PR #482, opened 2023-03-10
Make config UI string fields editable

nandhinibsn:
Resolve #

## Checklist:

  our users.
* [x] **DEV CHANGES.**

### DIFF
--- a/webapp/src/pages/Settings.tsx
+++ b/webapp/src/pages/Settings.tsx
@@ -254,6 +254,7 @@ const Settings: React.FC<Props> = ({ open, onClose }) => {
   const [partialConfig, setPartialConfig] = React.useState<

****************

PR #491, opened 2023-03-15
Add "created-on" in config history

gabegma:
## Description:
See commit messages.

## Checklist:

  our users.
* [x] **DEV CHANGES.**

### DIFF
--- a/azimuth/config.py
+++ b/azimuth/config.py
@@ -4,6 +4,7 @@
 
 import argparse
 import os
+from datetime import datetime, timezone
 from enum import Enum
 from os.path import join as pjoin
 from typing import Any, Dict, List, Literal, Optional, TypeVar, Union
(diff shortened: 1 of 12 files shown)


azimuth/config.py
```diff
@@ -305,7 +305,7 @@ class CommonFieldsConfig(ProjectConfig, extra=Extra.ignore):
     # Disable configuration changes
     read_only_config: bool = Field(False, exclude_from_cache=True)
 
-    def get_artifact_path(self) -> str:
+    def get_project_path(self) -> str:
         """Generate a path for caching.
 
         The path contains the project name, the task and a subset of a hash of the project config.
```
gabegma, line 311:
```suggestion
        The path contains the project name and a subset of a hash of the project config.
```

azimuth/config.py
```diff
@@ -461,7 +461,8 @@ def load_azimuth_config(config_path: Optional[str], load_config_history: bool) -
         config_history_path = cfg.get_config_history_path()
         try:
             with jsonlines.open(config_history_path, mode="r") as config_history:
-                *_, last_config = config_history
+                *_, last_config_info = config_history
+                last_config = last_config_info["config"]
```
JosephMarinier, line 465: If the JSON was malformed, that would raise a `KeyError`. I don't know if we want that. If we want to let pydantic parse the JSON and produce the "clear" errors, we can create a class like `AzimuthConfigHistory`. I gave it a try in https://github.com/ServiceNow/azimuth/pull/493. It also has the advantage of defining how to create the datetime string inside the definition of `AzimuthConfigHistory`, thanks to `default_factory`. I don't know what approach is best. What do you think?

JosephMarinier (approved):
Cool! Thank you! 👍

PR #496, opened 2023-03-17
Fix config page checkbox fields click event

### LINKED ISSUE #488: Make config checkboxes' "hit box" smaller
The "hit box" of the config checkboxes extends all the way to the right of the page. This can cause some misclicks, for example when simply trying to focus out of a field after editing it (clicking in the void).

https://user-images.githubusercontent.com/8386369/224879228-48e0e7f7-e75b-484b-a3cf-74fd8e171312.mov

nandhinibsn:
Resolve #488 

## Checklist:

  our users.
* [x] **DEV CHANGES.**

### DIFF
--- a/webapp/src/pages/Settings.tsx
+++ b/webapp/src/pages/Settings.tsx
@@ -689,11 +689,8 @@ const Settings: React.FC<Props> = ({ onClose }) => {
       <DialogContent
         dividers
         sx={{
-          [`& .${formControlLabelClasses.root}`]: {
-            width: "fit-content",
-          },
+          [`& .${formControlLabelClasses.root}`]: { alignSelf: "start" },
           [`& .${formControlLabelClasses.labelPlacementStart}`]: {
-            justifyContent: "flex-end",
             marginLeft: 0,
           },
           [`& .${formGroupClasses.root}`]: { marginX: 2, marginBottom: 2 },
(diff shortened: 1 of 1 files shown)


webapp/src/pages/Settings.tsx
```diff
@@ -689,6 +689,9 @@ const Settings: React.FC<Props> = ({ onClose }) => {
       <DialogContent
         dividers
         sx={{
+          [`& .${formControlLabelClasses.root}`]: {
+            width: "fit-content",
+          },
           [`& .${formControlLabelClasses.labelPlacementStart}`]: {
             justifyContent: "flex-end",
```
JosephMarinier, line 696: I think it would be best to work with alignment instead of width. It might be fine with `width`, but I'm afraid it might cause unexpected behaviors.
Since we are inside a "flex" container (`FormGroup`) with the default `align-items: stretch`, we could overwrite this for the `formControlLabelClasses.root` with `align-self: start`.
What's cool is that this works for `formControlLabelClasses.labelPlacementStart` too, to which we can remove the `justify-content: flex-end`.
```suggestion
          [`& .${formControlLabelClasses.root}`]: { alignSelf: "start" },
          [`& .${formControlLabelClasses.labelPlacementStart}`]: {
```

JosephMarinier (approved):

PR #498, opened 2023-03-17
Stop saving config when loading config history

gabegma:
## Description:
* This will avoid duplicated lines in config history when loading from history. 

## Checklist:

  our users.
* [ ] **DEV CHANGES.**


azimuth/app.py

****************

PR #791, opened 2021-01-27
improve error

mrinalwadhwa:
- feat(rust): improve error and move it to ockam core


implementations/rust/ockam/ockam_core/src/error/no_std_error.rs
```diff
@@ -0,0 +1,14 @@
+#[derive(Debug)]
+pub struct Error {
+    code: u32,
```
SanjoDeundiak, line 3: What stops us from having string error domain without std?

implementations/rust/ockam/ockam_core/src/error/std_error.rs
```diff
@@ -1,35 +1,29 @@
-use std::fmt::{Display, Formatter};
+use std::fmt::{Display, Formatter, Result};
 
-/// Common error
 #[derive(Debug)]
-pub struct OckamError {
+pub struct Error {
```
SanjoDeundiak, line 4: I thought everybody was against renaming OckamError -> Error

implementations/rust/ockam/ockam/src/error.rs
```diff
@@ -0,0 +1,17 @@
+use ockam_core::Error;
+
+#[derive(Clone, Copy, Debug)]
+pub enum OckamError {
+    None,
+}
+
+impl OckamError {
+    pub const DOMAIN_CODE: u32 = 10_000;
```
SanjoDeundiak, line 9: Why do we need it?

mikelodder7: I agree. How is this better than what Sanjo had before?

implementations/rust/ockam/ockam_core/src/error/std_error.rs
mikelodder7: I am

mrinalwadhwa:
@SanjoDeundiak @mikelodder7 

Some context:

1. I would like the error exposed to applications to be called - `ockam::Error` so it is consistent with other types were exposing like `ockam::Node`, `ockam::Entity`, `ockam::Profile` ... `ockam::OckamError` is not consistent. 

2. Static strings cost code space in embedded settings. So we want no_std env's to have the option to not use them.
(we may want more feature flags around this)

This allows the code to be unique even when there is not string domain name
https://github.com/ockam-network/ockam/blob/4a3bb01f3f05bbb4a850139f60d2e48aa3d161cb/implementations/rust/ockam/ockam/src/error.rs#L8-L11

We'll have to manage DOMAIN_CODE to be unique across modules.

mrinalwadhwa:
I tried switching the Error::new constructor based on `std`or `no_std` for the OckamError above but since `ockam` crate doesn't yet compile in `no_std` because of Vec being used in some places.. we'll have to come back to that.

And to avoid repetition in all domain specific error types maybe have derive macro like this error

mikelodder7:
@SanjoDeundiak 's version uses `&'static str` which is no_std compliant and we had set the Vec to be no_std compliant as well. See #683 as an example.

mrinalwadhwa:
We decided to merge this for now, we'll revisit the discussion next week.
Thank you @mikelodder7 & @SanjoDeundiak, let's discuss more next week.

****************

* INSTRUCTIONS FOR THE TASK *
Whenever the string "contains" shows up in a line of the records, that line counts; state how many lines count, and only that.

* RESULT *
2